_WORK ITEM_
The entries below should be transcribed in their entirety, exactly as written.

(RECORD EXCERPTS Opens)

PR #431, opened 2025-02-04
feat: enable Digest authentication

cuixq:
Follow up of https://github.com/google/osv-scalibr/pull/399

Because `md5` is not allowed internally so the previous PR commented out the implementation of digest authentication. 
This PR adds back the implementation at the same time we are getting the internal approval.


internal/datasource/http_auth.go
```diff
@@ -186,84 +189,80 @@ func (auth *HTTPAuthentication) addBearer(req *http.Request) bool {
...
+	}
 
-		uri := req.URL.Path // is this sufficient?
+	// Only support "auth" qop
+	if qop, ok := params["qop"]; ok && !slices.Contains(strings.Split(qop, ","), "auth") {
+		return false
+	}
 
-		ha2 := md5.Sum([]byte(req.Method + ":" + uri)) //nolint:gosec
+	uri := req.URL.Path // is this sufficient?
```
erikvarga, line 231: Has this comment been answered? If not, should we add a TODO to investigate?

cuixq: @michaelkedar can you take a look on this?

michaelkedar: I believe this is correct - we can remove the comment

cuixq: thanks! I will remove the comment.

erikvarga (approved):

cuixq:
this has been merged in https://github.com/google/osv-scalibr/commit/8975c8e70c3546f44a3b9926bb6a764d09402282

(RECORD EXCERPTS Closes)

_SOLUTION TO THE PROBLEM_
PR #431, opened 2025-02-04
feat: enable Digest authentication

cuixq:
Follow up of https://github.com/google/osv-scalibr/pull/399

Because `md5` is not allowed internally so the previous PR commented out the implementation of digest authentication. 
This PR adds back the implementation at the same time we are getting the internal approval.


internal/datasource/http_auth.go
```diff
@@ -186,84 +189,80 @@ func (auth *HTTPAuthentication) addBearer(req *http.Request) bool {
...
+	}
 
-		uri := req.URL.Path // is this sufficient?
+	// Only support "auth" qop
+	if qop, ok := params["qop"]; ok && !slices.Contains(strings.Split(qop, ","), "auth") {
+		return false
+	}
 
-		ha2 := md5.Sum([]byte(req.Method + ":" + uri)) //nolint:gosec
+	uri := req.URL.Path // is this sufficient?
```
erikvarga, line 231: Has this comment been answered? If not, should we add a TODO to investigate?

cuixq: @michaelkedar can you take a look on this?

michaelkedar: I believe this is correct - we can remove the comment

cuixq: thanks! I will remove the comment.

erikvarga (approved):

cuixq:
this has been merged in https://github.com/google/osv-scalibr/commit/8975c8e70c3546f44a3b9926bb6a764d09402282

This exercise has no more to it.